WHAT NEEDS TO BE DONE - In the data that follows, find each line containing "xlabel" and copy it.

Start of RECORDED INFORMATION

PR #1050, opened 2022-03-04
`artists.scatter`: plot unstructured data

ddkohler:
## Changes

`wt.artists.scatter`: a convenience method for quickly viewing channels against two unstructured variables.

## Checklist

- [x] updated CHANGELOG.md
- [x] tests pass

### DIFF
--- a/WrightTools/artists/_base.py
+++ b/WrightTools/artists/_base.py
@@ -461,19 +461,20 @@ class Axes(matplotlib.axes.Axes):
             super().invert_yaxis()
         return out
 
-    def scatter_heatmap(self, *args, **kwargs):
+    def scatter(self, *args, **kwargs):
         """Scatter plot a channel against two _variables_.
         Scatter point color reflects channel values.
         Data need not be structured.
 
         Parameters
         ----------
-        data : 2D WrightTools.data.Data object
-            Data to plot.
-        x : Variable
-            azimuth variable
-        y : Variable
-            ordinate variable
+        data : 2D WrightTools.data.Data object (optional)
+            Data to plot.  If not provided, scatter reverts to 
+            [parent behavior](https://matplotlib.org/stable/api/_as_gen/matplotlib.axes.Axes.scatter.html?highlight=scatter#matplotlib.axes.Axes.scatter)
+        x : WrightTools.data.Variable
+            azimuth variable.
+        y : WrightTools.data.Variable
+            ordinate variable.
         channel : int or string (optional)
             Channel index or name. Default is 0.
         dynamic_range : boolean (optional)
@@ -495,16 +496,20 @@ class Axes(matplotlib.axes.Axes):
         matplotlib.collections.PathCollection
         """
         args = list(args)
-        data = args.pop(0)
-        x = data[args[0]][:].flatten()
-        y = data[args[1]][:].flatten()
-        args = [x, y] + args[2:]
-        channel = kwargs.pop("channel", 0)
-        channel_index = wt_kit.get_index(data.channel_names, channel)
-        z = data.channels[channel_index][:].flatten()
-        cmap = self._parse_cmap(data, channel_index=channel_index)["cmap"]
-        cmap = cmap(z)
-        return super().scatter(x, y, **kwargs, c=cmap)
+        if isinstance(args[0], Data):
+            data = args.pop(0)
+            x = data[args[0]][:].flatten()
+            y = data[args[1]][:].flatten()
+            args = [x, y] + args[2:]
+
+            channel = kwargs.pop("channel", 0)
+            channel_index = wt_kit.get_index(data.channel_names, channel)
+            cmap = self._parse_cmap(data, channel_index=channel_index, **kwargs)["cmap"]
+            z = data.channels[channel_index][:].flatten()
+            z = cmap(z)
+            kwargs["c"] = z
+        
+        return super().scatter(*args, **kwargs)
 
     def pcolormesh(self, *args, **kwargs):
         """Create a pseudocolor plot of a 2-D array.
--- a/WrightTools/artists/_base.py
+++ b/WrightTools/artists/_base.py
@@ -461,6 +461,53 @@ class Axes(matplotlib.axes.Axes):
             super().invert_yaxis()
         return out
 
+
+    def scatter_heatmap(self, *args, **kwargs):
+        """Scatter plot a channel against two _variables_.  
+        Scatter point color reflects channel values.  
+        Data need not be structured.
+        
+        Parameters
+        ----------
+        data : 2D WrightTools.data.Data object
+            Data to plot.
+        x : Variable
+            azimuth variable
+        y : Variable
+            ordinate variable
+        channel : int or string (optional)
+            Channel index or name. Default is 0.
+        dynamic_range : boolean (optional)
+            Force plotting of all contours, overloading for major extent. Only applies to signed
+            data. Default is False.
+        autolabel : {'none', 'both', 'x', 'y'}  (optional)
+            Parameterize application of labels directly from data object. Default is none.
+        xlabel : string (optional)
+            xlabel. Default is None.
+        ylabel : string (optional)
+            ylabel. Default is None.
+        **kwargs
+            matplotlib.axes.Axes.scatter__ optional keyword arguments.
+
+            __ https://matplotlib.org/api/_as_gen/matplotlib.pyplot.scatter.html
+
+        Returns
+        -------
+        matplotlib.collections.PathCollection
+        """
+        args = list(args)
+        data = args.pop(0)
+        x = data[args[0]][:].flatten()
+        y = data[args[1]][:].flatten()
+        args = [x,y] + args[2:]
+        channel = kwargs.pop("channel", 0)
+        channel_index = wt_kit.get_index(data.channel_names, channel)
+        z = data.channels[channel_index][:].flatten()
+        cmap = self._parse_cmap(data, channel_index=channel_index)["cmap"]
+        cmap = cmap(z)
+        return super().scatter(x, y, **kwargs, c=cmap)
+
+
     def pcolormesh(self, *args, **kwargs):
         """Create a pseudocolor plot of a 2-D array.
 
--- a/WrightTools/artists/_base.py
+++ b/WrightTools/artists/_base.py
@@ -468,10 +468,13 @@ class Axes(matplotlib.axes.Axes):
         Data need not be structured.
         If data object is not provided, scatter reverts to the [matplotlib parent method](https://matplotlib.org/stable/api/_as_gen/matplotlib.axes.Axes.scatter.html?highlight=scatter#matplotlib.axes.Axes.scatter)
 
-        Parameters
-        ----------
+        args
+        ---------
         data : 2D WrightTools.data.Data object
             Data to plot.
+
+        kwargs
+        ----------
         x : int or string (optional)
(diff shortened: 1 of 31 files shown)


ksunden:
my suggestion off initial impression:

just call it "scatter", which is more consistent with how the others (pcolor, pcolormesh, contourf and so on) in this class behave, but add handling of data arg/channel arg much like those other methods do

ksunden:
The idea of that is that if you do _not_ pass a data object or if you pass (or if you pass "c" explicitly) it behaves as the underlying scatter does, much like our versions of the other mpl functions

kameyer226:
nominally for help related purposes, is args listed as an ordered list of parameters, where it is assumed each one is the next element in args?  Would have thought to have used the word "args" in place of the word "parameters"

kameyer226 (approved):
seems ok

kameyer226 (commented):
Code scanning shows odd results, does this fall on submitter to correct?

ddkohler:
@kameyer226 I believe we call them parameters because the items can be specified in the function by their key or by their order of appearance.  In any case, the "parameter" designation persists throughout this package.  If you think arguments are not clearly, let's open a new issue and discuss it there?

Thanks for giving the review.  I did indeed find some of the docstring was not correct after looking closer.

ddkohler:
@kameyer226 tests have been passing--some older commits were failing which was something I fixed.

WrightTools/artists/_base.py
```diff
@@ -461,6 +462,73 @@ def imshow(self, *args, **kwargs):
...
+            limits = {}
+            limits = self._parse_limits(data=data, channel_index=channel_index, **limits)
+            norm = Normalize(**limits)
+
+            cmap = self._parse_cmap(data, channel_index=channel_index, **kwargs)["cmap"]
+
+            z = data.channels[channel_index][:].flatten()
+            z = norm(z)
+            z = cmap(z)
+            kwargs["c"] = z
```
ksunden, line 520: I would expect that if "c" is passed in, it would be respected rather than overwritten

WrightTools/artists/_base.py
```diff
@@ -461,6 +462,73 @@ def imshow(self, *args, **kwargs):
...
 
+    def scatter(self, *args, **kwargs):
+        """Scatter plot a channel against two _variables_.
+        Scatter point color reflects channel values.
+        Data need not be structured.
+        If data object is not provided, scatter reverts to the [matplotlib parent method](https://matplotlib.org/stable/api/_as_gen/matplotlib.axes.Axes.scatter.html?highlight=scatter#matplotlib.axes.Axes.scatter)
+
+        Parameters
+        ----------
+        data : 2D WrightTools.data.Data object
```
ksunden, line 473: should be documented as  positional only

WrightTools/artists/_base.py
```diff
@@ -461,6 +462,73 @@ def imshow(self, *args, **kwargs):
...
+            Data to plot.
+        x : int or string (optional)
```
ksunden, line 475: Remaining should be documented as key word only  (with some iffiness about x and y, as those _can_ be passed as positional, but according to current implementation  only in the "pass through" sense where we are not doing data things)

WrightTools/artists/_base.py
```diff
@@ -461,6 +462,73 @@ def imshow(self, *args, **kwargs):
...
+        if isinstance(args[0], Data):
+            data = args.pop(0)
+            x = kwargs.pop("x", 0)
+            x = wt_kit.get_index(data.variable_names, x)
+            x = data.variables[x].full.flatten()
+
+            y = kwargs.pop("y", 1)
+            y = wt_kit.get_index(data.variable_names, y)
+            y = data.variables[y].full.flatten()
+            args = [x, y] + args[2:]
```
ksunden, line 506: why args[2:]?

one element is removed by pop on line 498, so you are skipping two args

WrightTools/artists/_base.py
```diff
@@ -461,6 +462,73 @@ def imshow(self, *args, **kwargs):
...
+        Returns
+        -------
+        matplotlib.collections.PathCollection
+        """
+        args = list(args)
+        if isinstance(args[0], Data):
+            data = args.pop(0)
+            x = kwargs.pop("x", 0)
+            x = wt_kit.get_index(data.variable_names, x)
+            x = data.variables[x].full.flatten()
```
ksunden, line 501: full may not be _quite_ what we want here (we want it expanded to match the full shape of the variables and channel used and then flattened)

WrightTools/artists/_base.py
```diff
@@ -461,6 +462,73 @@ def imshow(self, *args, **kwargs):
...
+
+        Returns
+        -------
+        matplotlib.collections.PathCollection
+        """
+        args = list(args)
+        if isinstance(args[0], Data):
+            data = args.pop(0)
+            x = kwargs.pop("x", 0)
+            x = wt_kit.get_index(data.variable_names, x)
```
ksunden, line 500: I would expect axes, not variables for the default/index lookup

ksunden: possibly with fallback to variable (or even channel....)

tests/artists/test_scatter.py
```diff
@@ -0,0 +1,35 @@
...
+    data.create_variable("y", values=4 * np.pi * (rng2 - 0.5))
+    data.create_channel("z", values=np.sin((data.x[:] ** 2 + data.y[:] ** 2) ** 0.5), signed=True)
+    fig, gs = wt.artists.create_figure()
+    ax = plt.subplot(gs[0])
+    ax.scatter(data, "x", "y", channel="z", s=20, alpha=0.5)
+    data.close()
+
+
+if __name__ == "__main__":
+    t0 = test_scatter_broadcast_vars()
```
ksunden, line 33: remove saving to variable, it is unused and always None

tests/artists/test_scatter.py
```diff
@@ -0,0 +1,35 @@
...
+def test_scatter_broadcast_vars():
+    data = wt.data.Data(name="data")
+    rng1 = np.random.rand(50)[:, None]
+    rng2 = np.random.rand(50)[None, :]
+    data.create_variable("x", values=2 * rng1 - 1)
+    data.create_variable("y", values=2 * rng2 - 1)
+    data.create_channel("z", values=np.exp(-(data.x[:] ** 2 + data.y[:] ** 2)))
+    fig, gs = wt.artists.create_figure()
+    ax = plt.subplot(gs[0])
+    ax.scatter(data, "x", "y", channel="z", s=20, alpha=0.5)
```
ksunden, line 15: These calls don't do what you think... if you swapped x and y in the function call, current implementation would not flip your axes, I believe

tests/artists/test_scatter.py
```diff
@@ -0,0 +1,35 @@
+import numpy as np
+import WrightTools as wt
+import matplotlib.pyplot as plt
+
+
+def test_scatter_broadcast_vars():
+    data = wt.data.Data(name="data")
+    rng1 = np.random.rand(50)[:, None]
```
ksunden, line 8: if you are going to use random, please set the seed so tests are reproducible

WrightTools/artists/_base.py
ddkohler: ok, I think I get it.  `data` is pulled as the first element of `*args`, so it has to be positional.   @kameyer226 you had the right idea.

Is this a correction that extends to all our plot functions?

ksunden (changes requested):
See comments linked to lines of code

WrightTools/artists/_base.py
ksunden: if you want x and y to be passable as positional args, they need to handled as such (it appears you do based on your tests)

WrightTools/artists/_base.py
ksunden: Yeah, I think it does need to apply to other plot functions... most of them use `_parse_plot_args` which also expects data to be positional and more or less everything else to be kwargs (with additional args being passed as positional arguments to the underlying function after the x/y[/z] which are extracted from the data object

WrightTools/artists/_base.py
ksunden: Essentially the premise is "if I explicitly ask you to do something, I expect you to do it" this includes "I _just_ want a pure scatter plot of x vs y with black points, so I will pass `c="k"`"

ksunden:
> nominally for help related purposes, is args listed as an ordered list of parameters, where it is assumed each one is the next element in args? Would have thought to have used the word "args" in place of the word "parameters"

Matplotlib (as we are interfacing/emulating here) is particularly bad about allowing things like "the number of arguments is variable and their types matter and we just want to do the thing you want to do as flexibly as possible"

The down side of this is that the lines get fuzzy here

For "normal" python functions, most arguments (or parameters, these are equivalent terms for this discussion) can be used in either a positional sense or in a keyword sense.
There exist ways of having named arguments that appear in your function signature that are "keyword only" or "positional only".

Here we kind of give up on enumerating all of the arguments that are possible and just say `*args, **kwargs` which is "we will deal with args as a sequence and kwargs as a dictionary"
This means that we either need to check both places if we want things to behave as "normal" functions do or we should be specific about what is expected to be "positional" vs "keyword"

WrightTools/artists/_base.py
kameyer226: I like the use of "parameters', 'args', and 'kwargs', but I do not know if my likes are compatible with the community here

WrightTools/artists/_base.py
```diff
@@ -503,7 +506,7 @@ def scatter(self, *args, **kwargs):
             y = kwargs.pop("y", 1)
             y = wt_kit.get_index(data.variable_names, y)
             y = data.variables[y].full.flatten()
-            args = [x, y] + args[2:]
+            args = [x, y] + args[1:]
```
ksunden, line 509: remember that you pop data out of args

WrightTools/artists/_base.py
ddkohler: I have realized this is more complex to implement if we allow users to specify parent kwarg "c".  This is because the "c" in it's raw form is sequential (1D).  Since we default to a channel, I want to say it is implied here that a channel will determine the coloring of scatter points.  So I will remove the option to specify parent kwarg "c".  Users can instead use "cmap".

kameyer226:
I didn't approve yet because reviewer @ksunden  made a point about the pops removing elements that I didn't see as resolved.  See Mar 9

WrightTools/artists/_base.py
```diff
@@ -463,6 +464,100 @@ def imshow(self, *args, **kwargs):
             super().invert_yaxis()
         return out
 
+    def scatter(self, *args, **kwargs):
+        """Scatter plot a channel against two _variables_.
+        Scatter point color reflects channel values.
+        Data need not be structured.
+        If data object is not provided, scatter reverts to the [matplotlib parent method](https://matplotlib.org/stable/api/_as_gen/matplotlib.axes.Axes.scatter.html?highlight=scatter#matplotlib.axes.Axes.scatter)
```
ksunden, line 471:
```suggestion
        If data object is not provided, scatter reverts to the `matplotlib parent method <https://matplotlib.org/stable/api/_as_gen/matplotlib.axes.Axes.scatter.html?highlight=scatter#matplotlib.axes.Axes.scatter>`_.
```

Docstrings use [rst links](https://www.sphinx-doc.org/en/master/usage/restructuredtext/basics.html#hyperlinks), not markdown links

ksunden (approved):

End of RECORDED INFORMATION

SOLUTION FOR THIS PROBLEM -
+        xlabel : string (optional)
+            xlabel. Default is None.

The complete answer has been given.